What is expected:
Return a copy of every line in the records that includes the word "ports".

══ Entries provided

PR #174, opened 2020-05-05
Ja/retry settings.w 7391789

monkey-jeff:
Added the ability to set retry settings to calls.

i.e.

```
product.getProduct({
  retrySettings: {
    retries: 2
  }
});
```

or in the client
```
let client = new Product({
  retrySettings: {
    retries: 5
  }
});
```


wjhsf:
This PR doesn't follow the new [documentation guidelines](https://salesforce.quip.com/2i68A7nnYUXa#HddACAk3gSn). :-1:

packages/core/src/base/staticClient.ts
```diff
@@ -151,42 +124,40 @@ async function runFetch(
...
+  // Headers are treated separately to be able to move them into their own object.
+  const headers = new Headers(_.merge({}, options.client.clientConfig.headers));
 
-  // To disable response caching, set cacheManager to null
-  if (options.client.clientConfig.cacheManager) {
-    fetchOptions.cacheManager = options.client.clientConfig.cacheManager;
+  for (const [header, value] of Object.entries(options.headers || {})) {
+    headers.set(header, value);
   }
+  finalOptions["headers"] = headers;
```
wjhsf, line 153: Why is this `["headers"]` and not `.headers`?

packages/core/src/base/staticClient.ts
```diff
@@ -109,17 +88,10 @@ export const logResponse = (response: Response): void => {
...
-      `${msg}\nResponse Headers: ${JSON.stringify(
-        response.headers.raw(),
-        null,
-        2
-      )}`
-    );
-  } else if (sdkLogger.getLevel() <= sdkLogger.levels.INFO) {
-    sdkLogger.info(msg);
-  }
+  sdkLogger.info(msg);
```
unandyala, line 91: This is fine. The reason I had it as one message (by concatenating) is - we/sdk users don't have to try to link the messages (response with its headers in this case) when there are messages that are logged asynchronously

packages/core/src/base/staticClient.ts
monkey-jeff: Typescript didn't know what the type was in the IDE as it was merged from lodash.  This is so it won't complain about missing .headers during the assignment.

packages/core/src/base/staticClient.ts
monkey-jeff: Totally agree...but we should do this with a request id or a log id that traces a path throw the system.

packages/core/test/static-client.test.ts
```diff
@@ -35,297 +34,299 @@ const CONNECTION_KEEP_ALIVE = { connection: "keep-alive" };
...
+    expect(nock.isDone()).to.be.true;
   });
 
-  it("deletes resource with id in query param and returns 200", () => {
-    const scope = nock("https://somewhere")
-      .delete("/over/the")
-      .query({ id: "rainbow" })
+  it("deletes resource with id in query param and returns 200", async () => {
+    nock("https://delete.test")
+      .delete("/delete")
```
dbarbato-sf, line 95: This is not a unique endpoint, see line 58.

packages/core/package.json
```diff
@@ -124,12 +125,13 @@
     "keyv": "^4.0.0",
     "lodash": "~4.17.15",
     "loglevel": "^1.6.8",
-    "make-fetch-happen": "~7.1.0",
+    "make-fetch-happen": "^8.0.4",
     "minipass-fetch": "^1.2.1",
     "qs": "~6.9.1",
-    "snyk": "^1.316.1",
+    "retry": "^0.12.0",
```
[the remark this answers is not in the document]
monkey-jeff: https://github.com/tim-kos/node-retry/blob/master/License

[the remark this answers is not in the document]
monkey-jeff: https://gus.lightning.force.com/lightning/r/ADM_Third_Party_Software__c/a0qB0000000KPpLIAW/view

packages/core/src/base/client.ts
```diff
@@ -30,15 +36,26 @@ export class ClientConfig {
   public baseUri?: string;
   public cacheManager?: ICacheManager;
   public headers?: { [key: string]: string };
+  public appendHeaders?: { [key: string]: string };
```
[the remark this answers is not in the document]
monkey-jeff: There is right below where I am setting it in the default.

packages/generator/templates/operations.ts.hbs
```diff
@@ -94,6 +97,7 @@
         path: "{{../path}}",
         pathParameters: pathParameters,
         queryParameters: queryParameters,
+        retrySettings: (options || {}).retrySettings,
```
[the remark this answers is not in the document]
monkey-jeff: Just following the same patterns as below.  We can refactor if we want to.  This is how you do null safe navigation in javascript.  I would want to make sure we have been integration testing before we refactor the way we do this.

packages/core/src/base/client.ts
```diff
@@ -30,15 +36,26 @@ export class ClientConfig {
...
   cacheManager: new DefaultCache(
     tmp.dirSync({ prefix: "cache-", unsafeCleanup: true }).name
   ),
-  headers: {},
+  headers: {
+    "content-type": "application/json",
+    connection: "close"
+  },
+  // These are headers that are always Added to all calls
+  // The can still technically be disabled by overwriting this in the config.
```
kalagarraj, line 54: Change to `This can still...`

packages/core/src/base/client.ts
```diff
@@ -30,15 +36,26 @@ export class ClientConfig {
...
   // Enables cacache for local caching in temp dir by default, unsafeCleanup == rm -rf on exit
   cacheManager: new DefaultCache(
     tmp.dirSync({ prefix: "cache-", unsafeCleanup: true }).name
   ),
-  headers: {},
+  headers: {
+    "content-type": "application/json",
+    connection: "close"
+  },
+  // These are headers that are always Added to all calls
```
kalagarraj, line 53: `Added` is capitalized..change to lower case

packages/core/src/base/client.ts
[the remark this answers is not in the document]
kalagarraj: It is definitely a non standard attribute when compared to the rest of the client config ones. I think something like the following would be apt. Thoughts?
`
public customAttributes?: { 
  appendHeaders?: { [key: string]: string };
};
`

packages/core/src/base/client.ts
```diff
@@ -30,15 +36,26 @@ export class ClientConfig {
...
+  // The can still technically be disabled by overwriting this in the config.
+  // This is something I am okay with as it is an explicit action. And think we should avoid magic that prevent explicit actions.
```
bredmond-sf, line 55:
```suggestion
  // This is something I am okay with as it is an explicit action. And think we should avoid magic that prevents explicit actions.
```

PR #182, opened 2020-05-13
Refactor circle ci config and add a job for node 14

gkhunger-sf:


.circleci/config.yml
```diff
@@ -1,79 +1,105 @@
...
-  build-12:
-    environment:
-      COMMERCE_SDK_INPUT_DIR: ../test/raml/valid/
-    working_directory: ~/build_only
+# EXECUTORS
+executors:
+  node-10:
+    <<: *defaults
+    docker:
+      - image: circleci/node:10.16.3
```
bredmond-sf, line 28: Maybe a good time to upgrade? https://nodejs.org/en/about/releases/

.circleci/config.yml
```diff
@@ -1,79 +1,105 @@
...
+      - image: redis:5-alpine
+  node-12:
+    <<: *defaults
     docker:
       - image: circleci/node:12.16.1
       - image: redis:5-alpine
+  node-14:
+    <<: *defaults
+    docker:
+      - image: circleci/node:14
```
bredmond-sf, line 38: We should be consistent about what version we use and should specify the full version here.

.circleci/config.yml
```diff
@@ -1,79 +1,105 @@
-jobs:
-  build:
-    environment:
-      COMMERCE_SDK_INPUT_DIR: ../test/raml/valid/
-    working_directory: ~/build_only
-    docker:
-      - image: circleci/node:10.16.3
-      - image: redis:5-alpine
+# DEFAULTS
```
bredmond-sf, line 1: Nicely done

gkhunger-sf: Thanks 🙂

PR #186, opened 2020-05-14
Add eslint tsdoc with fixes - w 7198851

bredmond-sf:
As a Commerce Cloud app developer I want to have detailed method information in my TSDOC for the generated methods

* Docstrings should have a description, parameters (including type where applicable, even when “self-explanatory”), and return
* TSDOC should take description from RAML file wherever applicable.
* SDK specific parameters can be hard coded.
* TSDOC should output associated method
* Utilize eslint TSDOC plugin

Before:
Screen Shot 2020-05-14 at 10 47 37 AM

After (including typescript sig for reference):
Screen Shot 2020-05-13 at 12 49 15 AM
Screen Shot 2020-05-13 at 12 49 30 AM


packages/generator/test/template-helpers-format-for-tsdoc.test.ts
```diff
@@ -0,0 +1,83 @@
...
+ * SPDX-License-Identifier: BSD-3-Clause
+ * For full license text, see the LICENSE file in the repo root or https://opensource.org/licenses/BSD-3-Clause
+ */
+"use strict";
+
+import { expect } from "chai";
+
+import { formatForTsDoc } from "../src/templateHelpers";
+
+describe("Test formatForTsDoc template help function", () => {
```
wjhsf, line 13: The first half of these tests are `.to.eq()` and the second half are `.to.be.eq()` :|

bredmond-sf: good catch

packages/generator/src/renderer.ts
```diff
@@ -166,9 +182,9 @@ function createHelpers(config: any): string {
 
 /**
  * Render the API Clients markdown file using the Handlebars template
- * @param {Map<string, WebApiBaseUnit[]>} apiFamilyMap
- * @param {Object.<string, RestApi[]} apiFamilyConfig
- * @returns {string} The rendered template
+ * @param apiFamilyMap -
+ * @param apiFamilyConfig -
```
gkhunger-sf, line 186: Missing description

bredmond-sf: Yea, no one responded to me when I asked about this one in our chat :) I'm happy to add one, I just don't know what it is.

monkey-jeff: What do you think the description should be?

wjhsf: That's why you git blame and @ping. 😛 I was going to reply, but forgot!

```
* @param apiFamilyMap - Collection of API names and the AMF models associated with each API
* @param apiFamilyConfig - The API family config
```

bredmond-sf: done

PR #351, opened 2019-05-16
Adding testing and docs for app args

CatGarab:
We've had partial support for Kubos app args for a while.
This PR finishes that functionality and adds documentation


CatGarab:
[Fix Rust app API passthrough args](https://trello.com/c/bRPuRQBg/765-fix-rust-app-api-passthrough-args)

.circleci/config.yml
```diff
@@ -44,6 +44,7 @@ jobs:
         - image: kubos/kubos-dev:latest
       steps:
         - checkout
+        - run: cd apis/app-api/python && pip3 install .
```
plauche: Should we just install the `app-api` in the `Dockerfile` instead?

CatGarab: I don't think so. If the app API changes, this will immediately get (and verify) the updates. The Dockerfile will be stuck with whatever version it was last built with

════
══ Entries provided

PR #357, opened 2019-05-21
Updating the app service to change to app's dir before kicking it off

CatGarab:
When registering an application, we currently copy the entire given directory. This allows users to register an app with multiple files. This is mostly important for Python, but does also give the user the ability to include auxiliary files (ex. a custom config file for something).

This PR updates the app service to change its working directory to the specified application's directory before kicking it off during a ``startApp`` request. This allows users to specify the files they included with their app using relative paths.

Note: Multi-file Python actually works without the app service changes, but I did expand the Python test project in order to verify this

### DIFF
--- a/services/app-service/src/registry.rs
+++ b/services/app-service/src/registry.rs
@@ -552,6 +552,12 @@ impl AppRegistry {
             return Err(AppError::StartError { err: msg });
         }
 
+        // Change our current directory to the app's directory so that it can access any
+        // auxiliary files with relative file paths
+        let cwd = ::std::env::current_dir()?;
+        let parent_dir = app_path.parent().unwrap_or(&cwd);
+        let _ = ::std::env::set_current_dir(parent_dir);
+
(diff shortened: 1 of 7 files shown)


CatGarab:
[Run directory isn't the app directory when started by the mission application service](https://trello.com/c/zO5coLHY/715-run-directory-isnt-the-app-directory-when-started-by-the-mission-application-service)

════
══ Entries provided

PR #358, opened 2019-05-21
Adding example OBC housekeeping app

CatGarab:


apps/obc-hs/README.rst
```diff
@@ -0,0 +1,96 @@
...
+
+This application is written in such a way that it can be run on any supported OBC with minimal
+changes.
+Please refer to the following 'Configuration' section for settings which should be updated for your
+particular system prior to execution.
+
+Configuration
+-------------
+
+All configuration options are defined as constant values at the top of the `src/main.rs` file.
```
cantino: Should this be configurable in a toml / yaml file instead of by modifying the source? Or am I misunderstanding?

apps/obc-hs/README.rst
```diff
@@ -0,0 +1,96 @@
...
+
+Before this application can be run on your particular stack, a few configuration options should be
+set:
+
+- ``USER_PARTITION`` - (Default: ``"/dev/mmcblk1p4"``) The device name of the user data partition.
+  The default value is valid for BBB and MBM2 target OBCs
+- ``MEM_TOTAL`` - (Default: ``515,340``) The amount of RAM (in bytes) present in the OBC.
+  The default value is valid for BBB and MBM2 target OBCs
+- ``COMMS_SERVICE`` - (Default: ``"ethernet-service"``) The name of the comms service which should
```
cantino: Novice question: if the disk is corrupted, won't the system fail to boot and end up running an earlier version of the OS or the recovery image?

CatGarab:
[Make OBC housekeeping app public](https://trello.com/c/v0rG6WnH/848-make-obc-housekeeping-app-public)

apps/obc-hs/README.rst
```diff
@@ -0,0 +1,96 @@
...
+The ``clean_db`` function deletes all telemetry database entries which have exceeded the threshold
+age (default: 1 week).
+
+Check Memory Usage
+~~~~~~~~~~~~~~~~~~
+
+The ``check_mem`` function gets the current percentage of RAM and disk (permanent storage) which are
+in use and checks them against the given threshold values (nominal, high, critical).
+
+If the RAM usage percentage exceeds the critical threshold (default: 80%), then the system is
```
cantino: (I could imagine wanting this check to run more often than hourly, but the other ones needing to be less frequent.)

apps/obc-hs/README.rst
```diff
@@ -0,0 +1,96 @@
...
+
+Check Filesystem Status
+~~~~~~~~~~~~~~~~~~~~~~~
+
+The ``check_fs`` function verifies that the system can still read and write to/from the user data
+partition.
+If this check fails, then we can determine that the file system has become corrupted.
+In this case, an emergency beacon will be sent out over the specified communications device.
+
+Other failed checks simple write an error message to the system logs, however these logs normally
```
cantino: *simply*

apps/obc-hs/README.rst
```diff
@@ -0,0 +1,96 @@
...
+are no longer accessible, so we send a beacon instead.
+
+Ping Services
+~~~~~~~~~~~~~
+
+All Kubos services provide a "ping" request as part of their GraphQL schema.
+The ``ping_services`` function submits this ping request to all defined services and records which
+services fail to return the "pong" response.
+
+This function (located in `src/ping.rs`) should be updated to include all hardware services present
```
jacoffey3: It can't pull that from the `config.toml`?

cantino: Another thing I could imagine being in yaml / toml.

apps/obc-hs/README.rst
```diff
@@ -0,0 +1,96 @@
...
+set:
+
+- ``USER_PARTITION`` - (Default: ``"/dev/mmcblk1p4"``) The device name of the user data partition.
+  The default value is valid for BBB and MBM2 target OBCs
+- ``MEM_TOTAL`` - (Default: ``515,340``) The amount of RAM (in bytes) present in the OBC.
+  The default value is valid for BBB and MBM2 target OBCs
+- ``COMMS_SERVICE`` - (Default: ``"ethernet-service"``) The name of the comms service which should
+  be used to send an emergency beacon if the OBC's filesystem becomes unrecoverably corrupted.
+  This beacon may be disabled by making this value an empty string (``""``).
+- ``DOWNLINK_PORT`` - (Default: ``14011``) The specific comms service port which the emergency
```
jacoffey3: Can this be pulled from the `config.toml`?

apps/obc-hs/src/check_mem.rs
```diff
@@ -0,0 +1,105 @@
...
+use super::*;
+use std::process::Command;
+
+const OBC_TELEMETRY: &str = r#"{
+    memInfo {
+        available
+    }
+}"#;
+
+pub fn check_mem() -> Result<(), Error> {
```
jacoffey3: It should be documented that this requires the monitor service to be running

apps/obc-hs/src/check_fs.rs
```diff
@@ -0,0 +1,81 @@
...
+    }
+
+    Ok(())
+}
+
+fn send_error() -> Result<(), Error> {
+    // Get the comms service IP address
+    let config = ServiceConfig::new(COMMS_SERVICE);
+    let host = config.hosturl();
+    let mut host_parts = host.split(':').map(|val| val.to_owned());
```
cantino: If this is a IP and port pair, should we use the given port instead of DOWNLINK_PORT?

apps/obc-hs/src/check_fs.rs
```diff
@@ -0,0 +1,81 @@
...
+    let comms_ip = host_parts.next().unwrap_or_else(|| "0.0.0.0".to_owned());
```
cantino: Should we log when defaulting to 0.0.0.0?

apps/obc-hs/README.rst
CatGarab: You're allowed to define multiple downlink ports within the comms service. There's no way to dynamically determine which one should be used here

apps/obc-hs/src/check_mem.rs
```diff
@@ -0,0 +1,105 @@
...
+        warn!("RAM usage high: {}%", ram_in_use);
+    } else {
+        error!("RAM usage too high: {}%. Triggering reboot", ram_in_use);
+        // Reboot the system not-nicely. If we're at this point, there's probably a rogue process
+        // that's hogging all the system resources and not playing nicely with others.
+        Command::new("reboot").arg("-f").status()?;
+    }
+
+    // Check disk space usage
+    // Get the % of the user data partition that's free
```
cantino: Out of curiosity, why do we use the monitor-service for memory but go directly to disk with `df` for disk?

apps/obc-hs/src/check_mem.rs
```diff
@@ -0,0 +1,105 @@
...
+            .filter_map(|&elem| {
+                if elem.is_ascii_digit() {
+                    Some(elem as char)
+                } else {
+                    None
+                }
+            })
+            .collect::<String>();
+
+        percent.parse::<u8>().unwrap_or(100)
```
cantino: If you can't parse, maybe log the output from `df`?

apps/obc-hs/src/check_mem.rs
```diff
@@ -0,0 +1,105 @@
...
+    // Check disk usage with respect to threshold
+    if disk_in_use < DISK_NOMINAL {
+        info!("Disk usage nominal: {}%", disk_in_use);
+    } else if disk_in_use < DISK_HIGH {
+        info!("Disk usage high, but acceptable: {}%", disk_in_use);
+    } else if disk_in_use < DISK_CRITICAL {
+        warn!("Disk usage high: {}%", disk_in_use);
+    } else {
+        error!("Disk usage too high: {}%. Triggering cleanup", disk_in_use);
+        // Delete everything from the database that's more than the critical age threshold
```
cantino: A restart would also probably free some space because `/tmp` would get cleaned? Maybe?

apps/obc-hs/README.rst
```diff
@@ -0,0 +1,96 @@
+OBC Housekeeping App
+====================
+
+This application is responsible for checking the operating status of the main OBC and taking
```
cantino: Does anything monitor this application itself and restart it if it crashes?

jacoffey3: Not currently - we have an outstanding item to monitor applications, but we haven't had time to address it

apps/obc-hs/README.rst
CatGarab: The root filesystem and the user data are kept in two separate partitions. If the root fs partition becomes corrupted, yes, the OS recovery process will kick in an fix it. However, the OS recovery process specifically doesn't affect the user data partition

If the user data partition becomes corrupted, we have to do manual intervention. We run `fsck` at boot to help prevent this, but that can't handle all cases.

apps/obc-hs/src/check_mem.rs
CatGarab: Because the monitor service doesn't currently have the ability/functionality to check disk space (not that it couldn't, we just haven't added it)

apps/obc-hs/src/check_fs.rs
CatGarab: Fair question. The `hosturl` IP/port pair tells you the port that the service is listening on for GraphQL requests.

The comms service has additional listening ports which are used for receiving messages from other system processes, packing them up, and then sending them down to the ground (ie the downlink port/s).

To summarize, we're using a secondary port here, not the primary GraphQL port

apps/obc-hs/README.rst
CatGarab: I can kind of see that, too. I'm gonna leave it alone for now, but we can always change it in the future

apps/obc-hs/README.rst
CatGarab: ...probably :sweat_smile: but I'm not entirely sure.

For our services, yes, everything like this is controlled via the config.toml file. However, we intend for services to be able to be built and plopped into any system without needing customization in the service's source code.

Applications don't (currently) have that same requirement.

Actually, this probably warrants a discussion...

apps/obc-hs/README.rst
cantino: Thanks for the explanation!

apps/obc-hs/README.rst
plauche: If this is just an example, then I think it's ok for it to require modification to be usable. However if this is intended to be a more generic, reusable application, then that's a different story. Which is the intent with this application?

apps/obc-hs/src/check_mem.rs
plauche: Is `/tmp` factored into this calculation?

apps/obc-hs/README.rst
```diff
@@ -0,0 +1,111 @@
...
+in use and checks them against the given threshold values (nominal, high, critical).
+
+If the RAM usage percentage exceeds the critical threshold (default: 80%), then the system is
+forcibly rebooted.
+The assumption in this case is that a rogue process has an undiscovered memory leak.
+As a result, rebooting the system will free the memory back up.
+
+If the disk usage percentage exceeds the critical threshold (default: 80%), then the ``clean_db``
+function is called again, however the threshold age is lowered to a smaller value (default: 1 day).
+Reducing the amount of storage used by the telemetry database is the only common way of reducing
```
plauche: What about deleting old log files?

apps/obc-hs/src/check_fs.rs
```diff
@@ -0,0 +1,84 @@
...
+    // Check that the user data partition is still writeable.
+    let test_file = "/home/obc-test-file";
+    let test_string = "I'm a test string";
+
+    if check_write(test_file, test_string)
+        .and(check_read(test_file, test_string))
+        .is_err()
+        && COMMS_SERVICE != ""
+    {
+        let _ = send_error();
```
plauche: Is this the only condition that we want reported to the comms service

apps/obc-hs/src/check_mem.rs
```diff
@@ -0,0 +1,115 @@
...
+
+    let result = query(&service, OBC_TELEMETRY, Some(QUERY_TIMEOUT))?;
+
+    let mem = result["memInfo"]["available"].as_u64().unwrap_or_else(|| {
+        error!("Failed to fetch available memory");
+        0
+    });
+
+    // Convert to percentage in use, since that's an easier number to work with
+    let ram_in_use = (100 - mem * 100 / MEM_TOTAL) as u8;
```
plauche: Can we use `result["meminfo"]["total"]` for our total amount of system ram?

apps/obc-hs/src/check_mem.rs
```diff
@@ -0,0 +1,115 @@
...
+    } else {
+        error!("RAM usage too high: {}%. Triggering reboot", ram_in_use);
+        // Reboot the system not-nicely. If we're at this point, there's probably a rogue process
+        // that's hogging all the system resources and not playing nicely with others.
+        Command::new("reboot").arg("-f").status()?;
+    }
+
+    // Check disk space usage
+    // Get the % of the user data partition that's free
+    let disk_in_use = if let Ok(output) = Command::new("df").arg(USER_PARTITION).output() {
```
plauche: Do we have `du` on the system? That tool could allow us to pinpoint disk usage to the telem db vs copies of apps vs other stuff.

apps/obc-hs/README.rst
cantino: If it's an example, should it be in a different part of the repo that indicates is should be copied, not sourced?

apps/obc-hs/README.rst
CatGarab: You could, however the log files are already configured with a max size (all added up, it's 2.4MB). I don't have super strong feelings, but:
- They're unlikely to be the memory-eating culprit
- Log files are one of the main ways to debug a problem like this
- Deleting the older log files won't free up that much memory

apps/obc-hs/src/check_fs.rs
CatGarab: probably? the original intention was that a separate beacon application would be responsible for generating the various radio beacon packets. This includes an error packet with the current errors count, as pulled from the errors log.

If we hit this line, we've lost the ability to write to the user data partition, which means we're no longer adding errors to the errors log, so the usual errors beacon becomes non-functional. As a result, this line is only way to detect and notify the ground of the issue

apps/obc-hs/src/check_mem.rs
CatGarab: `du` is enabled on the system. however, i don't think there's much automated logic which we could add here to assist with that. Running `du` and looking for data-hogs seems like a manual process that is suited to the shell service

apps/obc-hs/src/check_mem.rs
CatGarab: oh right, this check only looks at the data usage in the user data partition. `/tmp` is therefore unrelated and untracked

════

Solved exercise:
CatGarab: You're allowed to define multiple downlink ports within the comms service. There's no way to dynamically determine which one should be used here
The comms service has additional listening ports which are used for receiving messages from other system processes, packing them up, and then sending them down to the ground (ie the downlink port/s).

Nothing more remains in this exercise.